### EXERCISE BRIEF
Please reproduce, exactly and with nothing added, the lines of the material below that run from the one containing "(diff shortened: 1 of 3 files shown)" to the end.

### SOURCE RECORDS
PR #348, opened 2025-08-15
Introduce max read bytes config for sequential read

ozkoca:
## Description of change
This PR implements a maximum generation limit for sequential read progression to prevent unbounded growth of prefetch sizes while maintaining optimal performance.

### DIFF
--- a/doc/CONFIGURATION.md
+++ b/doc/CONFIGURATION.md
@@ -70,6 +70,7 @@ Options under `<CONNECTOR_PREFIX>.physicalio.`
 | `partsizebytes`                     | `8MB`   | Size of individual parts for transfer                                              |
 | `sequentialprefetch.base`           | `2.0`   | Base factor for sequential prefetch sizing                                         |
 | `sequentialprefetch.speed`          | `1.0`   | Speed factor for sequential prefetch growth                                        |
+| `sequentialprefetch.max.size`       | `128MB` | Maximum size (in bytes) for sequential prefetching                                 |
 | `max.memory.limit`                  | `2GB`   | Maximum memory limit (in bytes) that BlobStore can utilize for storage             |
 | `cache.timeout`                     | `1s`    | Time duration (in milliseconds) a block remains in BlobStore after its last access |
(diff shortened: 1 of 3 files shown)


common/src/main/java/software/amazon/s3/analyticsaccelerator/common/telemetry/TelemetryDatapoint.java
```diff
@@ -117,7 +117,9 @@ public T build() {
       return buildCore();
     }
 
-    /** @return new instance of whatever this builder builds */
+    /**
```
vaibhav5140, line 120: you need to build it with java-8

input-stream/src/main/java/software/amazon/s3/analyticsaccelerator/io/physical/PhysicalIOConfiguration.java
```diff
@@ -121,6 +122,11 @@ public class PhysicalIOConfiguration {
 
   private static final String SEQUENTIAL_PREFETCH_SPEED_KEY = "sequentialprefetch.speed";
 
+  /** Defines the maximum size (in bytes) for sequential prefetching */
+  @Builder.Default private long sequentialPrefetchMaxSize = DEFAULT_SEQUENTIAL_PREFETCH_MAX_SIZE;
+
+  private static final String SEQUENTIAL_PREFETCH_MAX_SIZE_KEY = "sequentialprefetch.max.size";
```
vaibhav5140, line 128: Add this new config parameter in [CONFIGURATION.md](https://github.com/awslabs/analytics-accelerator-s3/blob/main/doc/CONFIGURATION.md)

input-stream/src/main/java/software/amazon/s3/analyticsaccelerator/io/physical/data/BlockManager.java
vaibhav5140, line 1: Can we add unit tests for block manager to verify the new maxGeneration functionality? Specifically test that sequential reads respect the sequentialPrefetchMaxSize limit and that request sizes are properly capped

### YOUR SOLUTION
(diff shortened: 1 of 3 files shown)


common/src/main/java/software/amazon/s3/analyticsaccelerator/common/telemetry/TelemetryDatapoint.java
```diff
@@ -117,7 +117,9 @@ public T build() {
       return buildCore();
     }
 
-    /** @return new instance of whatever this builder builds */
+    /**
```
vaibhav5140, line 120: you need to build it with java-8

input-stream/src/main/java/software/amazon/s3/analyticsaccelerator/io/physical/PhysicalIOConfiguration.java
```diff
@@ -121,6 +122,11 @@ public class PhysicalIOConfiguration {
 
   private static final String SEQUENTIAL_PREFETCH_SPEED_KEY = "sequentialprefetch.speed";
 
+  /** Defines the maximum size (in bytes) for sequential prefetching */
+  @Builder.Default private long sequentialPrefetchMaxSize = DEFAULT_SEQUENTIAL_PREFETCH_MAX_SIZE;
+
+  private static final String SEQUENTIAL_PREFETCH_MAX_SIZE_KEY = "sequentialprefetch.max.size";
```
vaibhav5140, line 128: Add this new config parameter in [CONFIGURATION.md](https://github.com/awslabs/analytics-accelerator-s3/blob/main/doc/CONFIGURATION.md)

input-stream/src/main/java/software/amazon/s3/analyticsaccelerator/io/physical/data/BlockManager.java
vaibhav5140, line 1: Can we add unit tests for block manager to verify the new maxGeneration functionality? Specifically test that sequential reads respect the sequentialPrefetchMaxSize limit and that request sizes are properly capped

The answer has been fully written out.